Collected data entries:
====
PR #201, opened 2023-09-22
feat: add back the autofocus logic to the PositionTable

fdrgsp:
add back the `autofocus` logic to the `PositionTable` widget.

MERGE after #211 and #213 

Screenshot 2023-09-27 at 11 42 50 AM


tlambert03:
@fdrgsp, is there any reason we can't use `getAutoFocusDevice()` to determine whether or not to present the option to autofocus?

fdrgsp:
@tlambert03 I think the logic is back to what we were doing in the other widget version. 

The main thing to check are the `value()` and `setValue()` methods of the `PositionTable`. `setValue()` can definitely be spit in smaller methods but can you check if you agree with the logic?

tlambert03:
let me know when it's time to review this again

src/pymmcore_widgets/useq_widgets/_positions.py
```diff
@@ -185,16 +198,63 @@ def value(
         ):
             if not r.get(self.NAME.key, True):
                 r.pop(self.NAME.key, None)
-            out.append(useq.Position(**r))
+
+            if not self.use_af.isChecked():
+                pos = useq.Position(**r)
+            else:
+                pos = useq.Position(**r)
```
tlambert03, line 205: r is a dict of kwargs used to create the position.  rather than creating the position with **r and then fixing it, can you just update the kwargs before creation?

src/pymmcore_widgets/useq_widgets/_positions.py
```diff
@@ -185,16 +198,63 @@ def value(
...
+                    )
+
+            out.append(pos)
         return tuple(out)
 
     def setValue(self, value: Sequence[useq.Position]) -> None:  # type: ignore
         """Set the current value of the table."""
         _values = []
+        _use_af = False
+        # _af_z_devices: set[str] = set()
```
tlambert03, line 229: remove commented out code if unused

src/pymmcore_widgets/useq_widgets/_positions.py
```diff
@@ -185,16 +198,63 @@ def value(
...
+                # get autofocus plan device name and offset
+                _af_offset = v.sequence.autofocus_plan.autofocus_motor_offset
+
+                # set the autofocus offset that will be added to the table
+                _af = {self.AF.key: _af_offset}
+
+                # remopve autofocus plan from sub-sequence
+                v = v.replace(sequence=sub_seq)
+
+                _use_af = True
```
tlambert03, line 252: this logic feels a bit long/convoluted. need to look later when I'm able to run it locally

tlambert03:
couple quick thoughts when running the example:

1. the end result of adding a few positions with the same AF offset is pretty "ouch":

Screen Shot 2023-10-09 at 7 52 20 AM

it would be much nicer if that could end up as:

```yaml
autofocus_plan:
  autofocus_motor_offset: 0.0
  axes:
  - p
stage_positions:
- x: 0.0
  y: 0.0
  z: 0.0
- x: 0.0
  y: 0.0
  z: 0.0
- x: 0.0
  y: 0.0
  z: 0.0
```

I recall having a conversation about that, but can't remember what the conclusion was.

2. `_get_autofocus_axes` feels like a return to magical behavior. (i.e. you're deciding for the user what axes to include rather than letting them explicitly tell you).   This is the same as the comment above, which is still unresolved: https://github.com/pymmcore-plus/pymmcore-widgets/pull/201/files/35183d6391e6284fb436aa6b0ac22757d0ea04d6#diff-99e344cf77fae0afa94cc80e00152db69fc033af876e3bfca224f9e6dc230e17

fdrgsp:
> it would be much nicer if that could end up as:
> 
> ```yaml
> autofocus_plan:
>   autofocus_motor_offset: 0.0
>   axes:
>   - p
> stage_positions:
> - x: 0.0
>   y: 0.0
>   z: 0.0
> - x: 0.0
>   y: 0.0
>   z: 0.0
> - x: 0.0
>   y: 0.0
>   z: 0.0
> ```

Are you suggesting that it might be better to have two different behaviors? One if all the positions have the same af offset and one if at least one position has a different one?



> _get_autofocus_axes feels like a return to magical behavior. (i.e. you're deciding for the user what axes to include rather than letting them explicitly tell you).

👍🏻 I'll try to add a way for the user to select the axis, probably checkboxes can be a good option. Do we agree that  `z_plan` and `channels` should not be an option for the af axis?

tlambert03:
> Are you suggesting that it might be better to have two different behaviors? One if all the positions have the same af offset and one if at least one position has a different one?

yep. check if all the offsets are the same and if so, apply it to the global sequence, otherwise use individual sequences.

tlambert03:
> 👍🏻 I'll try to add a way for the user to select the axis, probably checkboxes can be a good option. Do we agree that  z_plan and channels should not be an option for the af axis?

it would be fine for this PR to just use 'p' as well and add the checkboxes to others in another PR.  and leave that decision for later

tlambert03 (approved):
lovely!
====
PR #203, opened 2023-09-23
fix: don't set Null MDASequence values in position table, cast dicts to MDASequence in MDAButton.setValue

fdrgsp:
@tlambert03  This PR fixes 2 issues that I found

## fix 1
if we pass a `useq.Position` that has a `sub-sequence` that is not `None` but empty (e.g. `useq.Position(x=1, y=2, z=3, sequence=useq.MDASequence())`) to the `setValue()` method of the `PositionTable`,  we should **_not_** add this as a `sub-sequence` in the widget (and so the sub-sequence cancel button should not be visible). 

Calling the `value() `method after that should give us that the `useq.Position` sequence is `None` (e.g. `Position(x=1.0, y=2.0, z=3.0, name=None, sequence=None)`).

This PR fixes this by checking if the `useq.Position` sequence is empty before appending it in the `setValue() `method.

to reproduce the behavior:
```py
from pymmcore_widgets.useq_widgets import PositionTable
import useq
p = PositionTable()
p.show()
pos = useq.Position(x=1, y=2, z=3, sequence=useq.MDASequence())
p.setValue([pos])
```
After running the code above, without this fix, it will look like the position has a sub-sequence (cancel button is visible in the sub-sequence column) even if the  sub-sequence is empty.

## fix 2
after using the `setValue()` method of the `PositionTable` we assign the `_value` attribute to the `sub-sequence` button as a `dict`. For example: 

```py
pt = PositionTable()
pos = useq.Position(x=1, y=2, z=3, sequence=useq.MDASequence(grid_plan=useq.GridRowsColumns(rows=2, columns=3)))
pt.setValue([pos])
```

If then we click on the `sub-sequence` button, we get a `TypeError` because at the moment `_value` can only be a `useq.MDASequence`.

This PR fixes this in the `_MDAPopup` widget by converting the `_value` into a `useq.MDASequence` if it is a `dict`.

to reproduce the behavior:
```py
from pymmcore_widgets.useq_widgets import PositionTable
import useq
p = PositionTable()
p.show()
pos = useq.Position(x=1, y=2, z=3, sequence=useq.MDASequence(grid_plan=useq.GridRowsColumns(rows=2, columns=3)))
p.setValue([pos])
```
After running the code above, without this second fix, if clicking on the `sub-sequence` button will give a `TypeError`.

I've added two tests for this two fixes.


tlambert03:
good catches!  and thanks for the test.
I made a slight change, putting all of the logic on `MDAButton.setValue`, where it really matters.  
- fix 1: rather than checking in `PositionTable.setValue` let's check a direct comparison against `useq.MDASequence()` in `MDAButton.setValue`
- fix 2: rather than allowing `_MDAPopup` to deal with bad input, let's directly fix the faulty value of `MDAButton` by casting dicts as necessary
====
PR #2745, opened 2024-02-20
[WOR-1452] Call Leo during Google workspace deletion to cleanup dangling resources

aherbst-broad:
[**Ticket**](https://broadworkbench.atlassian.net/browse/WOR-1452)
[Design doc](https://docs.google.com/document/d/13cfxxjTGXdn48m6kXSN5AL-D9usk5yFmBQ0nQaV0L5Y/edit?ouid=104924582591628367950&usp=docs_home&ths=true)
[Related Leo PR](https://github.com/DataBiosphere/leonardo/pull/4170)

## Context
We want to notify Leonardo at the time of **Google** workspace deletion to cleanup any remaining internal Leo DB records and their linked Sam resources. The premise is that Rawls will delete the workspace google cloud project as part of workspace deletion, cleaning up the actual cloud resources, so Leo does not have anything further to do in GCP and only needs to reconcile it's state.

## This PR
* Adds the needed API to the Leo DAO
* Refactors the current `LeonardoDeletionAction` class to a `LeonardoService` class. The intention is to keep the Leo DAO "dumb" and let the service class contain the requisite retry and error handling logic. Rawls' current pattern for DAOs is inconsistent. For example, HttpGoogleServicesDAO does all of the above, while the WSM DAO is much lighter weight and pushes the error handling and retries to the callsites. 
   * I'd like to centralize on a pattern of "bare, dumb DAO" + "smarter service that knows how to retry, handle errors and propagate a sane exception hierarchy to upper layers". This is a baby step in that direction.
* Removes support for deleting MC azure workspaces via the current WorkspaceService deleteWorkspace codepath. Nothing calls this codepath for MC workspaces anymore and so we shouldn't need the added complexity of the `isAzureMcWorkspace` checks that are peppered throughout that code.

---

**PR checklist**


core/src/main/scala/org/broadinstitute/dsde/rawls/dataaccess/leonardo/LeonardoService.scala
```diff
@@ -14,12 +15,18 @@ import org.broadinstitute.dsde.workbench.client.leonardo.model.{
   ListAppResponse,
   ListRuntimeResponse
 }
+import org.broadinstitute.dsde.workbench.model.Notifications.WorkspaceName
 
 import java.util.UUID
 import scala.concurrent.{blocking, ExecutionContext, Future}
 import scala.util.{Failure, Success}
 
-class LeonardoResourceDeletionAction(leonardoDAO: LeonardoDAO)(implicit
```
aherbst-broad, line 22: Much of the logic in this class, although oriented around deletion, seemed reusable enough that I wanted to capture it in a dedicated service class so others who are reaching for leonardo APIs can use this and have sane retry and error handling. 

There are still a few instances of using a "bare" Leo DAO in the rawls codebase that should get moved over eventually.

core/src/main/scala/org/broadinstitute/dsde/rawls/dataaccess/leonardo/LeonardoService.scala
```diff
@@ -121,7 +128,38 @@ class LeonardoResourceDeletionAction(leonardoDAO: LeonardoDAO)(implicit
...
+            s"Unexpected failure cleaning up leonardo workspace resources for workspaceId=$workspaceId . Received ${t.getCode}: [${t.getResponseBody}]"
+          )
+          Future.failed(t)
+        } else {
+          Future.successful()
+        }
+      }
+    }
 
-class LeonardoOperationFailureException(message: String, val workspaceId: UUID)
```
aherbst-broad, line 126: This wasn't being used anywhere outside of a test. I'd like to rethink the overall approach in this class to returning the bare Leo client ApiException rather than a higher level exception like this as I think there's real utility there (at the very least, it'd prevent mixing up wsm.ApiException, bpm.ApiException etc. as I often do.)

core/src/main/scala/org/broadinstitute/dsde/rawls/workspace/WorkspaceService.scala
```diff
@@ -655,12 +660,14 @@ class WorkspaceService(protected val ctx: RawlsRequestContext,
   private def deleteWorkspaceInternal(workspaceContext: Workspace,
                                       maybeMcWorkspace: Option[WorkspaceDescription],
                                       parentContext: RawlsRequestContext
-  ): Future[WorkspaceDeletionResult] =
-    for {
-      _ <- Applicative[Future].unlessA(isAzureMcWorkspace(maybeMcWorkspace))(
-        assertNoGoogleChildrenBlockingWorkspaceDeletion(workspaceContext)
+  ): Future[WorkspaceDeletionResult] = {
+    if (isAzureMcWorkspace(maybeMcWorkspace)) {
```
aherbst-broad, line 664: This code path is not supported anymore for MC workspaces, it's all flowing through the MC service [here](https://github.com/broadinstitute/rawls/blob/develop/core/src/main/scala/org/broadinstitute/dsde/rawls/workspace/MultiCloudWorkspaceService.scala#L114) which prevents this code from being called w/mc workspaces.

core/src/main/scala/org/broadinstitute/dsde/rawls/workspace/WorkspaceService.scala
====
Tally each line in the data that holds the word "Future"; write only the total.

6